René „Dr. Plasma“ Bussiahn (links) und Stephan Krafczyk bei der Laborarbeit

Chronische Wunden heilen, die heute als kaum noch therapierbar gelten: Mit dieser Idee gewann Coldplasmatech Ende November den Gründerpreis der Familienunternehmen. Wie es mit dem Startup vorangeht, verraten die beiden Gründer Carsten Mahrenholz und Tobias Güra im Gründertagebuch. Hier geht’s zur ersten Folge.

Nach den abwechslungsreichen Gesprächen und der großen Medienpräsenz bei der Preisverleihung im Axel-Springer-Haus in Berlin brauchten wir das folgende Wochenende, um uns wieder auf unsere eigentlichen Aufgaben zu fokussieren. Unser Invention-Preis steht jetzt bei den Entwicklern Stephan und René im Labor und fügt sich harmonisch in das metalldominierte Laborpanorama ein.
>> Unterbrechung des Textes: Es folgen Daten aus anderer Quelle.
PR #7296, opened 2023-02-17
cmd/tailscale/cli: handle home dir correctly on macOS for kubeconfig

maisem:
This ensures that we put the kubeconfig in the correct directory from within the macOS Sandbox when paired with tailscale/corp@3035ef7

I tested locally and it works!

Updates #7220

### DIFF
--- a/cmd/tailscale/cli/configure-kube.go
+++ b/cmd/tailscale/cli/configure-kube.go
@@ -17,6 +17,7 @@ import (
 	"golang.org/x/exp/slices"
 	"k8s.io/client-go/util/homedir"
 	"sigs.k8s.io/yaml"
+	"tailscale.com/version"
 )
 
 func init() {
@@ -39,6 +40,22 @@ The hostname argument should be set to the Tailscale hostname of the peer runnin
 	Exec: runConfigureKubeconfig,
 }
 
+// kubeconfigPath returns the path to the kubeconfig file for the current user.
+func kubeconfigPath() string {
+	var dir string
+	if version.IsSandboxedMacOS() {
+		// The HOME environment variable in macOS sandboxed apps is set to
+		// ~/Library/Containers/<app-id>/Data, but the kubeconfig file is
+		// located in ~/.kube/config. We rely on the "com.apple.security.temporary-exception.files.home-relative-path.read-write"
+		// entitlement to access the file.
+		containerHome := os.Getenv("HOME")
+		dir, _, _ = strings.Cut(containerHome, "/Library/Containers/")
+	} else {
+		dir = homedir.HomeDir()
+	}
+	return filepath.Join(dir, ".kube", "config")
+}
+
 func runConfigureKubeconfig(ctx context.Context, args []string) error {
 	if len(args) != 1 {
 		return errors.New("unknown arguments")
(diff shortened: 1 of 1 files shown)


cmd/tailscale/cli/configure-kube.go
```diff
@@ -39,6 +41,19 @@ The hostname argument should be set to the Tailscale hostname of the peer runnin
 	Exec: runConfigureKubeconfig,
 }
 
+// kubeconfigBaseDir returns the base directory where the .kube directory
+// should exist.
+func kubeconfigBaseDir() string {
+	if runtime.GOOS == "windows" {
+		homedir.HomeDir()
```
mihaip, line 48: Need to actually return this.

cmd/tailscale/cli/configure-kube.go
```diff
@@ -39,6 +41,19 @@ The hostname argument should be set to the Tailscale hostname of the peer runnin
...
+	}
+	h := os.Getenv("HOME")
```
mihaip, line 50: FWIW `homedir.HomeDir()` also returns this on non-Windows, so you could keep using that value, to minimize the divergence between the Windows and non-Windows code paths.

cmd/tailscale/cli/configure-kube.go
```diff
@@ -39,6 +41,19 @@ The hostname argument should be set to the Tailscale hostname of the peer runnin
...
+	if version.IsSandboxedMacOS() {
+		h, _, _ = strings.Cut(h, "/Library")
```
mihaip, line 52: Maybe add a comment with the expected value and explain that we depend on the entitlement to be able to read outside of the container?

May also want to cut `/Library/Containers` in case someone names their local user `Library` 🙃

cmd/tailscale/cli/configure-kube.go
```diff
@@ -140,9 +155,23 @@ func updateKubeconfig(cfgYaml []byte, fqdn string) ([]byte, error) {
 }
 
 func setKubeconfigForPeer(fqdn, filePath string) error {
+	dir := filepath.Dir(filePath)
+	if _, err := os.Stat(dir); err != nil {
+		if !os.IsNotExist(err) {
+			return err
+		}
+		if version.IsSandboxedMacOS() {
+			// macOS sandboxing prevents us from creating the .kube directory
```
mihaip, line 164: We could add the entire `.kube` directory to the entitlement to allow us to create the directory?

cmd/tailscale/cli/configure-kube.go
maisem: 🙈

cmd/tailscale/cli/configure-kube.go
maisem: Redid this a bit to return the full path, PTAL

cmd/tailscale/cli/configure-kube.go
maisem: Done

cmd/tailscale/cli/configure-kube.go
maisem: Changed it to always attempt creating it and checked explicitly for `os.ErrPermission` before asking user to manually create it.

mihaip (approved):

Der Arbeitsalltag hat uns wieder – und so sieht man bei der abendlichen Dämmerung oder heruntergezogenem Sonnenschutz ein bläuliches Leuchten hinter unseren Laborfenstern. Es stammt von der Oberfläche eines Plasma-Patches, welches den Versuchsbereich erhellt. Dieses Leuchten ist neben UV-Strahlung, elektrischen Feldern und reaktiven Spezies eine Komponente des ionisierten Gases, mit dem wir Wunden behandeln werden.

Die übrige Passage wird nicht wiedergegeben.